4058 719.501, F.S.; requiring a cooperative association to
4059 create and maintain an online account with the
4060 division; requiring board members to maintain accurate
4061 contact information on file with the division;
4062 requiring the division to adopt rules; authorizing the
4063 division to require cooperative associations to
4064 provide information to the division no more than once
4065 per year; providing an exception; requiring the
4066 division to provide associations a specified timeframe
4067 to provide any required information; specifying the
4068 information the division may request; amending s.

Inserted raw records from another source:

PR #1504, opened 2026-04-10
Actin 2295: Replace scoreValue/scoreValuePrefix with scoreLowerBound/scoreUpperBound 

ayaahmedhmf:
## Notes
  - Each module's changes are in a separate commit to make reviewing easier but will all be squashed and merged together.
  - Build will fail until actin-datamodel v3.0.0 is deployed (see hartwigmedical/actin-datamodel#23).
  - This is the counterpart to hartwigmedical/actin-clinical#383 which covers the clinical/curation side.
  - Pending testing on test-framework

  ## Summary
  - Replace `scoreValue` and `scoreValuePrefix` with `scoreLowerBound` and `scoreUpperBound` in algo evaluation functions, database schema, and report formatting
  - Update `ValueComparison` with new bounds-based helpers (`evaluateBoundsVersusMinValue`, `evaluateBoundsVersusMaxValue`)
  - Update IHC classification, PD-L1 evaluation, and protein expression evaluation to use score bounds
  - Update database schema (`ihcTest` table) and `ClinicalDAO` to read/write new columns
  - Update `IhcTestInterpreter` to format score bounds as ranges in reports
  - Update example patient JSON fixtures
  - Bump actin-datamodel to 3.0.0


algo/src/main/kotlin/com/hartwig/actin/algo/evaluation/molecular/PDL1EvaluationFunctions.kt
```diff
@@ -124,4 +127,10 @@ object PDL1EvaluationFunctions {
             else -> TestResult.UNKNOWN
         }
     }
+
+    private fun formatBounds(test: IhcTest) = when {
+        test.scoreLowerBound == test.scoreUpperBound -> "${test.scoreLowerBound}"
+        test.scoreLowerBound != null && test.scoreUpperBound != null -> "${test.scoreLowerBound}-${test.scoreUpperBound}"
+        else -> test.scoreLowerBound?.let { "> $it" } ?: test.scoreUpperBound?.let { "< $it" }
```
jbartletthmf: Should this be ">=" and "<="? I thought the range was inclusive.

algo/src/main/kotlin/com/hartwig/actin/algo/evaluation/molecular/ProteinExpressionByIhcFunctions.kt
```diff
@@ -60,21 +60,23 @@ class ProteinExpressionByIhcFunctions(
...
-                evaluateVersusMinValue(scoreValue.roundToInt().toDouble(), ihcTest.scoreValuePrefix, referenceExpressionLevel.toDouble())
+                evaluateBoundsVersusMinValue(roundedScoreLowerBound?.toDouble(), roundedScoreUpperBound?.toDouble(), referenceExpressionLevel.toDouble())
             }
 
             IhcExpressionComparisonType.EXACT -> {
-                when (referenceExpressionLevel == scoreValue.roundToInt() && ihcTest.scoreValuePrefix.isNullOrEmpty()) {
+                when (roundedScoreLowerBound == roundedScoreUpperBound && roundedScoreLowerBound == referenceExpressionLevel) {
                     true -> EvaluationResult.PASS
                     false -> EvaluationResult.FAIL
                 }
```
jbartletthmf: Could use `if` instead of `when`.

algo/src/test/kotlin/com/hartwig/actin/algo/evaluation/molecular/HasHER2ExpressionByIhcTest.kt
```diff
@@ -274,15 +274,41 @@ class HasHER2ExpressionByIhcTest {
...
+        val evaluation = negativeFunction.evaluate(
+            MolecularTestFactory.withIhcTests(listOf(ihcTest(scoreLowerBound = 0.0)))
+        )
+        assertMolecularEvaluation(EvaluationResult.PASS, evaluation)
+    }
+
     private fun ihcTest(
-        scoreValue: Double? = null,
+        scoreLowerBound: Double? = null,
+        scoreUpperBound: Double? = scoreLowerBound,
```
jbartletthmf: Defaulting this to `scoreLowerBound` is somewhat surprising. What do you think about adding a `score` parameter that is the default for both bounds?

algo/src/test/kotlin/com/hartwig/actin/algo/evaluation/tumor/BreastCancerReceptorsEvaluatorTest.kt
```diff
@@ -96,4 +96,54 @@ class BreastCancerReceptorsEvaluatorTest {
...
+        )
+        assertThat(evaluation).isEqualTo(BreastCancerReceptorEvaluation.NEGATIVE)
+    }
+
+    @Test
+    fun `Should return LOW when evaluating a breast cancer patient with low ER IHC result`() {
+        val evaluation = breastCancerReceptorsEvaluator.evaluate(
+            setOf(DoidConstants.BREAST_CANCER_DOID),
+            listOf(IhcTest("HER2", scoreLowerBound = 1.0, scoreUpperBound = 1.0, scoreValueUnit = "+")),
+            ReceptorType.HER2
```
jbartletthmf, line 115: Should be ER according to test name?

algo/src/test/kotlin/com/hartwig/actin/algo/evaluation/tumor/HasBreastCancerWithPositiveReceptorOfTypeTest.kt
```diff
@@ -335,9 +395,9 @@ class HasBreastCancerWithPositiveReceptorOfTypeTest {
     }
 
     private fun createIhcTest(
-        item: String, scoreText: String = "Score", scoreValue: Double = 50.0, scoreValueUnit: String = "Unit"
+        item: String, scoreText: String = "Score", scoreLowerBound: Double = 50.0, scoreUpperBound: Double = scoreLowerBound, scoreValueUnit: String = "Unit"
```
jbartletthmf: Again, I think it's a bit surprising to set the upper bound to the lower bound by default.

algo/src/test/kotlin/com/hartwig/actin/algo/evaluation/tumor/HasBreastCancerWithPositiveReceptorOfTypeTest.kt
```diff
@@ -335,9 +395,9 @@ class HasBreastCancerWithPositiveReceptorOfTypeTest {
...
     ) = IhcTest(
-        item = item, scoreText = scoreText, scoreValue = scoreValue,
+        item = item, scoreText = scoreText, scoreLowerBound = scoreLowerBound, scoreUpperBound = scoreUpperBound,
         scoreValueUnit = scoreValueUnit, impliesPotentialIndeterminateStatus = false
```
jbartletthmf: If all arguments can't fit on the same line, then each should have its own line.

algo/src/test/kotlin/com/hartwig/actin/algo/evaluation/tumor/HasTripleNegativeBreastCancerTest.kt
```diff
@@ -202,10 +202,62 @@ class HasTripleNegativeBreastCancerTest {
...
+            ), setOf(DoidConstants.BREAST_CANCER_DOID)
+        )
+        val evaluation = function.evaluate(patient)
+        assertEvaluation(EvaluationResult.UNDETERMINED, evaluation)
+        assertThat(evaluation.undeterminedMessagesStrings()).containsExactly("Undetermined if triple negative breast cancer")
+    }
+
     private fun createIhcTest(
-        item: String, scoreText: String = "Score", scoreValue: Double = 50.0, scoreValueUnit: String = "Unit"
+        item: String, scoreText: String = "Score", scoreLowerBound: Double = 50.0, scoreUpperBound: Double = scoreLowerBound, scoreValueUnit: String = "Unit"
```
jbartletthmf: I'll stop repeating myself. Maybe we could provide this functionality for all test classes with a shared `TestIhcTestFactory`?

report/src/main/kotlin/com/hartwig/actin/report/interpretation/IhcTestInterpreter.kt
```diff
@@ -43,10 +43,17 @@ class IhcTestInterpreter {
...
-        } ?: ""
+        val formattedLowerValue = valueTest.scoreLowerBound?.let(Formats::twoDigitNumber).orEmpty()
+        val formattedUpperValue = valueTest.scoreUpperBound?.let(Formats::twoDigitNumber).orEmpty()
+
+        val formattedScore = when {
+            formattedLowerValue.isNotEmpty() && formattedUpperValue.isNotEmpty() -> {
+                if (formattedLowerValue == formattedUpperValue) formattedLowerValue else "$formattedLowerValue-$formattedUpperValue"
+            }
+            formattedLowerValue.isNotEmpty() -> "> $formattedLowerValue"
+            formattedUpperValue.isNotEmpty() -> "< $formattedUpperValue"
```
jbartletthmf: Are the bounds included in the range? If not, then cases where `lower == upper` imply an empty range.

report/src/main/kotlin/com/hartwig/actin/report/interpretation/IhcTestInterpreter.kt
```diff
@@ -43,10 +43,17 @@ class IhcTestInterpreter {
     }
 
     private fun formatValueBasedIhcTest(valueTest: IhcTest): String {
-        return valueTest.scoreValue?.let {
-            listOfNotNull(
-                "Score", valueTest.measure, valueTest.scoreValuePrefix, Formats.twoDigitNumber(it) + valueTest.scoreValueUnit.orEmpty()
-            ).joinToString(" ")
-        } ?: ""
+        val formattedLowerValue = valueTest.scoreLowerBound?.let(Formats::twoDigitNumber).orEmpty()
+        val formattedUpperValue = valueTest.scoreUpperBound?.let(Formats::twoDigitNumber).orEmpty()
```
jbartletthmf: Why `orEmpty()` here? It seems like it would be easier to just do null checks below since we never use the empty string.

common/src/main/kotlin/com/hartwig/actin/algo/evaluation/util/ValueComparison.kt
```diff
@@ -30,6 +30,16 @@ object ValueComparison {
         }
     }
 
+    fun evaluateBoundsVersusMinValue(lowerBound: Double?, upperBound: Double?, minValue: Double): EvaluationResult =
+        lowerBound?.takeIf { it >= minValue }?.let { PASS }
+            ?: upperBound?.takeIf { it < minValue }?.let { FAIL }
```
jbartletthmf: This makes sense if the range of included values includes the bounds. If the bounds are excluded, then an upper bound equal to the min value should also lead to FAIL since the true value could not equal the min.

algo/src/main/kotlin/com/hartwig/actin/algo/evaluation/molecular/PDL1EvaluationFunctions.kt
ayaahmedhmf: Yes good catch, will update.

algo/src/test/kotlin/com/hartwig/actin/algo/evaluation/molecular/HasHER2ExpressionByIhcTest.kt
ayaahmedhmf: Yes, good point, Will change it.

algo/src/test/kotlin/com/hartwig/actin/algo/evaluation/tumor/BreastCancerReceptorsEvaluatorTest.kt
ayaahmedhmf: Good catch!

algo/src/test/kotlin/com/hartwig/actin/algo/evaluation/tumor/HasTripleNegativeBreastCancerTest.kt
ayaahmedhmf: Yea will probably be better

common/src/main/kotlin/com/hartwig/actin/algo/evaluation/util/ValueComparison.kt
ayaahmedhmf: Yes, the assumption I was working with is the result bounds are inclusive, so `upper bound = min value` means it could be min value or less so `undetermined`, but I see your point that if the max is min, we can consider it is as a failure, depends on labs meaning I guess? @spdeleeuw what do u think? which one makes more sense?

report/src/main/kotlin/com/hartwig/actin/report/interpretation/IhcTestInterpreter.kt
ayaahmedhmf: I actually agree, will change

report/src/main/kotlin/com/hartwig/actin/report/interpretation/IhcTestInterpreter.kt
ayaahmedhmf: My assumption is they are included, waiting for @spdeleeuw to confirm.

common/src/main/kotlin/com/hartwig/actin/algo/evaluation/util/ValueComparison.kt
spdeleeuw: If a result describes e.g. PD-L1 1-10%, the described bounds (1 and 10%) are included in the range of possibilities. So when the trial requests:
- PD-L1 <1 -> failure since, lower bound (1) is above 1.
- PD-L1 ≤1 -> undetermined since score range is crossing the boundry.
- PD-L1 >1 -> undetermined
- PD-L1 ≥1 -> pass
- PD-L1 >10 -> failure
- PD-L1 <10 -> undetermined, since range is crossing boundry
- PD-L1 ≤10 -> pass

Does this answer your question?

ayaahmedhmf: Yes, thanks!

Previous version used to pass comparator from `scoreValuePrefix` ([example](https://github.com/hartwigmedical/actin/blob/1042d0034309f9f30583f365925f4b4ccb2a6777/algo/src/main/kotlin/com/hartwig/actin/algo/evaluation/molecular/PDL1EvaluationFunctions.kt#L34-L39)), right now we don't have a prefix and use bounds which we assume are inclusive, so we should also use >= and <= for comparison. @jbartletthmf You are right "upper bound equal to the min value should also lead to FAIL" .  I'll fix, thanks for flagging!

report/src/main/kotlin/com/hartwig/actin/report/interpretation/IhcTestInterpreter.kt
ayaahmedhmf: > lower == upper imply an empty range.

It means it is a single value and not a range, e.g PD-L1: 5%. 

but I need to fix <,> to <= and >=

jbartletthmf: That makes sense, I just wasn't sure if the range was inclusive.

common/src/main/kotlin/com/hartwig/actin/algo/evaluation/util/ValueComparison.kt
jbartletthmf: Since the range is inclusive, upper bound equal to the min value should be UNDETERMINED. E.g. for an included upper bound of 10%, if a trial has a min value of 10% (must be >= 10%), the result is undetermined since it's possible that the underlying value is actually 10% and satisfies the requirement. This is different that if the range were exclusive and the underlying value were known to be < 10%. Also, if the trial requires the measure to be > 10%, then its min value is not 10% (it's something just a little bigger than 10%).

ayaahmedhmf: Yes valid point, Do we know is the trial criteria inclusive or exclusive? 

My understanding is that the [existing evaluation](https://github.com/hartwigmedical/actin/pull/1504/changes/BASE..1b2d35d127c108d094d7b0ce9dae2d9bf1c4d3c8#diff-109164535cb923d61ec0dd2768a212009a1a666e4ee845344edb4e858a7e456eR19) treats trial rules as inclusive so a trial requiring > 10% wouldn't happen unless the caller explicitly passes a minValue greater than 10, but the bounds functions themselves don't handle that distinction. Is that correct @jbartletthmf ?

If that's the case, then no change is needed.

jbartletthmf: I don't know if the trial criteria is inclusive or exclusive.

That's my understanding as well so I agree that no change is needed.

spdeleeuw: The eligibility rule constants include the bounds (see https://github.com/hartwigmedical/actin/tree/master/algo): 
- `PD_L1_SCORE_OF_AT_LEAST_X`
- `PD_L1_SCORE_OF_AT_MOST_X`

The trial criterion itself can be both: e.g. can be "greater than or equal to 50%", or "less than 50%". 
The former would be curated using PD_L1_SCORE_OF_AT_LEAST_X[50], the latter as PD_L1_SCORE_OF_AT_MOST_X[49]. However, since we take the in-/exclusion into account during curation, in the code we can assume the boundary is included?

ayaahmedhmf: Thanks! this answers my question, we can consider the trial inclusive.

ayaahmedhmf:
## What changed
  - Add `isLowerBoundInclusive`/`isUpperBoundInclusive` columns to database schema and DAO
  - Update `ValueComparison` to accept nullable inclusivity flags (`null` treated as inclusive)
  - Pass flags through in `PDL1EvaluationFunctions`, `ProteinExpressionByIhcFunctions`, and `IhcTestEvaluation`
  - Update `IhcTestInterpreter` to display `>` vs `>=` and `<` vs `<=` based on flags
  - Update `formatBounds` in PDL1 evaluation for correct operator display
  - Add test coverage for exclusive bounds in `ValueComparisonTest` and `IhcTestInterpreterTest`

Screenshot 2026-04-15 at 02 45 09

algo/src/main/kotlin/com/hartwig/actin/algo/evaluation/IhcTestEvaluation.kt
```diff
@@ -49,13 +49,13 @@ class IhcTestEvaluation(val filteredTests: Set<IhcTest>) {
             it.scoreText?.lowercase() in IhcTestEvaluationConstants.WILD_TYPE_TERMS && !it.impliesPotentialIndeterminateStatus
         }
 
-    private fun testValueAboveZero(ihcTest: IhcTest) = ihcTest.scoreValue?.let { scoreValue ->
-        ValueComparison.evaluateVersusMinValue(scoreValue, ihcTest.scoreValuePrefix, 0.0)
-    } == EvaluationResult.PASS
+    private fun testValueAboveZero(ihcTest: IhcTest) =
+        ValueComparison.evaluateBoundsVersusMinValue(ihcTest.scoreLowerBound, ihcTest.scoreUpperBound, 0.0,
+            ihcTest.isUpperBoundInclusive) == EvaluationResult.PASS
```
jbartletthmf: All parameters should either go on the same line, or one on each line. Here, I think you could do:

```suggestion
        ValueComparison.evaluateBoundsVersusMinValue(
            ihcTest.scoreLowerBound, ihcTest.scoreUpperBound, 0.0, ihcTest.isUpperBoundInclusive
        ) == EvaluationResult.PASS
```
This applies in other places too.

algo/src/main/kotlin/com/hartwig/actin/algo/evaluation/molecular/PDL1EvaluationFunctions.kt
```diff
@@ -124,4 +129,11 @@ object PDL1EvaluationFunctions {
             else -> TestResult.UNKNOWN
         }
     }
-}
\ No newline at end of file
+
+    private fun formatBounds(test: IhcTest) = when {
+        test.scoreLowerBound == test.scoreUpperBound -> "${test.scoreLowerBound}"
```
jbartletthmf: Is this the correct response when both are null? Is that assumed to never happen here?

algo/src/main/kotlin/com/hartwig/actin/algo/evaluation/molecular/PDL1EvaluationFunctions.kt
```diff
@@ -124,4 +129,11 @@ object PDL1EvaluationFunctions {
...
+        test.scoreLowerBound != null && test.scoreUpperBound != null -> "${test.scoreLowerBound}-${test.scoreUpperBound}"
+        else -> test.scoreLowerBound?.let { "${if (test.isLowerBoundInclusive ?: true) ">=" else ">"} $it" }
+            ?: test.scoreUpperBound?.let { "${if (test.isUpperBoundInclusive ?: true) "<=" else "<"} $it" }
```
jbartletthmf: I think this is easier to read as:
```suggestion
        test.scoreLowerBound != null -> ">${if (test.isLowerBoundInclusive == false) "" else "="} $it"
        else -> ">${if (test.isUpperBoundInclusive == false) "" else "="} $it"
```
I omitted `test.scoreUpperBound != null` in the last condition since at this point we know that exactly one of the bounds is non-null.

common/src/test/kotlin/com/hartwig/actin/util/ValueComparisonTest.kt
```diff
@@ -84,6 +86,116 @@ class ValueComparisonTest {
...
+    fun `evaluateBoundsVersusMinValue with exclusive lower bound above min should pass`() {
+        assertThat(ValueComparison.evaluateBoundsVersusMinValue(3.0, null, 2.0, null))
+            .isEqualTo(EvaluationResult.PASS)
+    }
+
+    @Test
+    fun `evaluateBoundsVersusMinValue with exclusive upper bound equal to min should fail`() {
+        assertThat(ValueComparison.evaluateBoundsVersusMinValue(null, 2.0, 2.0, false))
+            .isEqualTo(EvaluationResult.FAIL)
+    }
```
jbartletthmf, line 179: Should there be a test like this for an inclusive upper bound that results in undetermined? Likewise for evaluations against a max value.

jbartletthmf (commented):
Please refrain from force-pushing to large branches in review as it makes it harder to see what's been updated since the previous review. I was able to isolate the differences locally with git.

A few small comments:

ayaahmedhmf:
> Please refrain from force-pushing to large branches in review as it makes it harder to see what's been updated since the previous review. I was able to isolate the differences locally with git.

Thanks for flagging @jbartletthmf , In this PR I added the new changes to new commits (https://github.com/hartwigmedical/actin/pull/1504/changes/3ac8d0ebe8255a0723fb268c15a620830a9848ed and https://github.com/hartwigmedical/actin/pull/1504/changes/4667cb0ba4104bb36264f30309a2dd2005e2efc2) 

The force push was to merge conflicts with master and update, thought I makes it easier for reviewer to review latest commits instead of merging commits. But it seems it wasn't easy so I'll avoid that for new PRs.

algo/src/main/kotlin/com/hartwig/actin/algo/evaluation/molecular/PDL1EvaluationFunctions.kt
ayaahmedhmf: Yes it is assumed it would never happen, because we reach this method from this branch only  `if (roundedLower != null || roundedUpper != null) {`

But I do think even though this is the case I should cover this case here for clarity or for future bugs.

algo/src/main/kotlin/com/hartwig/actin/algo/evaluation/molecular/PDL1EvaluationFunctions.kt
ayaahmedhmf: Agree, will change

algo/src/main/kotlin/com/hartwig/actin/algo/evaluation/IhcTestEvaluation.kt
ayaahmedhmf: Okay noted

common/src/test/kotlin/com/hartwig/actin/util/ValueComparisonTest.kt
ayaahmedhmf: Good catch, will add them.

jbartletthmf (approved):
> The force push was to merge conflicts with master and update, thought I makes it easier for reviewer to review latest commits instead of merging commits. But it seems it wasn't easy so I'll avoid that for new PRs.

Thanks! 🙂

ayaahmedhmf:
## No changes, just merging with master.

4069 719.503, F.S.; revising the disclosures that must be
4070 included in a contract for the sale and resale of an
4071 interest in a cooperative; amending s. 914.21, F.S.;
4072 revising the definition of the term “official
4073 investigation”; providing appropriations; reenacting
4074 s. 721.13(3)(e), F.S., relating to management, to
4075 incorporate the amendment made to s. 718.111, F.S., in
4076 a reference thereto; reenacting ss. 718.504(7)(a) and
4077 (21)(c) and 718.618(1)(d), F.S., relating to
4078 prospectus or offering circulars and converter reserve
4079 accounts and warranties, respectively, to incorporate
4080 the amendment made to s. 718.112, F.S., in references
4081 thereto; reenacting s. 718.706(1) and (3), F.S.,
4082 relating to specific provisions pertaining to offering
4083 of units by bulk assignees or bulk buyers, to
4084 incorporate the amendments made to ss. 718.111,
4085 718.112, and 718.503, F.S., in references thereto;
4086 reenacting ss. 719.103(24) and 719.504(7)(a) and
4087 (20)(c), F.S., relating to definitions and prospectus
4088 or offering circulars, respectively, to incorporate
4089 the amendment made to s. 719.106, F.S., in references
4090 thereto; providing effective dates.